Lots of local flavour – turns out the North Bridge was the windiest part of the city even back then! However , it’s the oldest and most gothic parts of the city which come alive – from the Grassmarket to Canongate, the old town really comes into its own and is the star of the very gothic and cloaked in black, show.
This is the Edinburgh of shadows, of dark corners and even darker characters. The city plays a frightening role in itself and even the Water of Leith, once a den of inequity comes alive on the smutty, dusty page. Alive with historical intrigue and deadly delight, Edinburgh has never seemed so gothically fascinating!
The new part of town with the posh townhouses and the smart offices. Dr Simpson lives in the rather grand Queen Street and it’s where Raven later moves to. This is a city undergoing great change and this new part of town represents the wealth and prosperity that some have.
Susan: @thebooktrailer
This has to be one of the most gothic visits to Edinburgh town
I ever did make in my life. Ooh that sounds like the start of a rhyme doesn’t it? The cover opened and what a cover it is by the way! and immediately I was sucked into a world of vice, dark deeds and a ‘Fetid labyrinth’ that was Edinburgh in 1847.

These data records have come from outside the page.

PR #612, opened 2022-10-04
Fix: stop crashing when parsing response content into ErrorResponse

marcelosalloum:
<details>

### PR Structure

  otherwise).
  packages.

### Thoroughness

</details>

### What

Stop crashing when parsing response content into ErrorResponse.

### Why

So we can better debug what's causing an issue.

### DIFF
--- a/platform/src/main/java/org/stellar/anchor/platform/callback/PlatformIntegrationHelper.java
+++ b/platform/src/main/java/org/stellar/anchor/platform/callback/PlatformIntegrationHelper.java
@@ -50,35 +50,31 @@ public class PlatformIntegrationHelper {
         "Error returned from the Anchor Backend.\nresponseCode={}\nContent={}",
         responseCode,
         responseContent);
-    ErrorResponse errorResponse;
+    ErrorResponse errorResponse = null;
     try {
       errorResponse = gson.fromJson(responseContent, ErrorResponse.class);
-    } catch (Exception e) { // cannot read body from response
-      Log.errorF("Failed to parse responseContent {} to an ErrorResponse object.", responseContent);
-      return new ServerErrorException("internal server error", e);
+    } catch (Exception e) {
+      // cannot read body from response
+      Log.warn("Failed to parse responseContent to an ErrorResponse object.");
     }
 
-    // Handle 422
-    String errorMessage;
-    if (responseCode == HttpStatus.UNPROCESSABLE_ENTITY.value()) {
-      errorMessage =
-          (errorResponse != null)
-              ? errorResponse.getError()
-              : HttpStatus.BAD_REQUEST.getReasonPhrase();
-      return new BadRequestException(errorMessage);
-    }
-
-    errorMessage =
+    String errorMessage =
         (errorResponse != null)
             ? errorResponse.getError()
-            : HttpStatus.valueOf(responseCode).getReasonPhrase();
-    if (responseCode == HttpStatus.BAD_REQUEST.value()) {
-      return new BadRequestException(errorMessage);
-    } else if (responseCode == HttpStatus.NOT_FOUND.value()) {
-      return new NotFoundException(errorMessage);
+            : (responseCode == 422)
+                ? HttpStatus.BAD_REQUEST.getReasonPhrase()
+                : HttpStatus.valueOf(responseCode).getReasonPhrase();
+
+    switch (responseCode) {
+      case 422:
+      case 400:
+        return new BadRequestException(errorMessage);
+      case 404:
+        return new NotFoundException(errorMessage);
+      default:
+        Log.errorF("Unsupported status code {}.", responseCode);
+        return new ServerErrorException("internal server error");
     }
-    Log.errorF("Unsupported status code {} with body {}", responseCode, errorResponse);
-    return new ServerErrorException("internal server error");
   }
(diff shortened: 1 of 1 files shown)


platform/src/main/java/org/stellar/anchor/platform/callback/PlatformIntegrationHelper.java
```diff
@@ -76,7 +77,7 @@ public static AnchorException httpError(String responseContent, int responseCode
     } else if (responseCode == HttpStatus.NOT_FOUND.value()) {
       return new NotFoundException(errorMessage);
     }
-    Log.error(errorMessage);
+    Log.errorF("Unsupported status code {} with body {}", responseCode, errorResponse);
```
leighmcculloch, line 80: Could the error response ever contain sensitive information? Sometimes logging data as is can be leak sensitive information like PII, etc.

leighmcculloch (approved):

platform/src/main/java/org/stellar/anchor/platform/callback/PlatformIntegrationHelper.java
marcelosalloum: Good point! Fixed in https://github.com/stellar/java-stellar-anchor-sdk/pull/612/commits/bc1280e2f7319cb1d2ad3c522b2ce367285b6390

platform/src/main/java/org/stellar/anchor/platform/callback/PlatformIntegrationHelper.java
```diff
@@ -50,34 +50,31 @@ public static AnchorException httpError(String responseContent, int responseCode
...
+
+    switch (responseCode) {
+      case 422:
+      case 400:
+        return new BadRequestException(errorMessage);
+      case 404:
+        return new NotFoundException(errorMessage);
+      default:
+        Log.errorF("Unsupported status code {}.", responseCode);
+        return new ServerErrorException("internal server error");
```
lijamie98, line 76: Can we use the HttpStatus code?

```suggestion
    switch (responseCode) {
      case UNPROCESSABLE_ENTITY:
      case BAD_REQUEST:
        return new BadRequestException(errorMessage);
      case NOT_FOUND:
        return new NotFoundException(errorMessage);
      default:
        Log.errorF("Unsupported status code {}.", responseCode);
        return new ServerErrorException("internal server error");
```

platform/src/main/java/org/stellar/anchor/platform/callback/PlatformIntegrationHelper.java
```diff
@@ -50,34 +50,31 @@ public static AnchorException httpError(String responseContent, int responseCode
...
-    errorMessage =
+    String errorMessage =
         (errorResponse != null)
             ? errorResponse.getError()
-            : HttpStatus.valueOf(responseCode).getReasonPhrase();
-    if (responseCode == HttpStatus.BAD_REQUEST.value()) {
-      return new BadRequestException(errorMessage);
-    } else if (responseCode == HttpStatus.NOT_FOUND.value()) {
-      return new NotFoundException(errorMessage);
+            : (responseCode == 422)
```
lijamie98, line 64: Can we use `UNPROCESSABLE_ENTITY`?

platform/src/main/java/org/stellar/anchor/platform/callback/PlatformIntegrationHelper.java
```diff
@@ -50,34 +50,31 @@ public static AnchorException httpError(String responseContent, int responseCode
         "Error returned from the Anchor Backend.\nresponseCode={}\nContent={}",
         responseCode,
         responseContent);
-    ErrorResponse errorResponse;
+    ErrorResponse errorResponse = null;
```
lijamie98, line 53: This is not necessary.

lijamie98 (approved):
Please feel free merge after taking care of the feedbacks.

platform/src/main/java/org/stellar/anchor/platform/callback/PlatformIntegrationHelper.java
marcelosalloum: Done in https://github.com/stellar/java-stellar-anchor-sdk/pull/612/commits/e779fbaf4b5fba524a0698a8207a050d885d86e4.

platform/src/main/java/org/stellar/anchor/platform/callback/PlatformIntegrationHelper.java
marcelosalloum: Done in https://github.com/stellar/java-stellar-anchor-sdk/pull/612/commits/e779fbaf4b5fba524a0698a8207a050d885d86e4.

platform/src/main/java/org/stellar/anchor/platform/callback/PlatformIntegrationHelper.java
marcelosalloum: It's actually necessary to initialize it because it's a local variable. It wouldn't be required for a class/instance variable though. Here's a blog post on the subject: https://www.baeldung.com/java-error-variable-initialized

BTW, I only know it's needed because Intellij told me 😅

Novels like this are thrilling if done right and boy was this done right. Evoking sights, sounds and smells of a time gone by, with a little bit of history thrown in such as the “Irish invasion from Glasgow”
I loved this from the first page. A fully immersive novel with a great plot and mysterious threads throughout. It’s extremely vivid read and I hear it’s the first of many. Bring them on! Missing Raven and co already.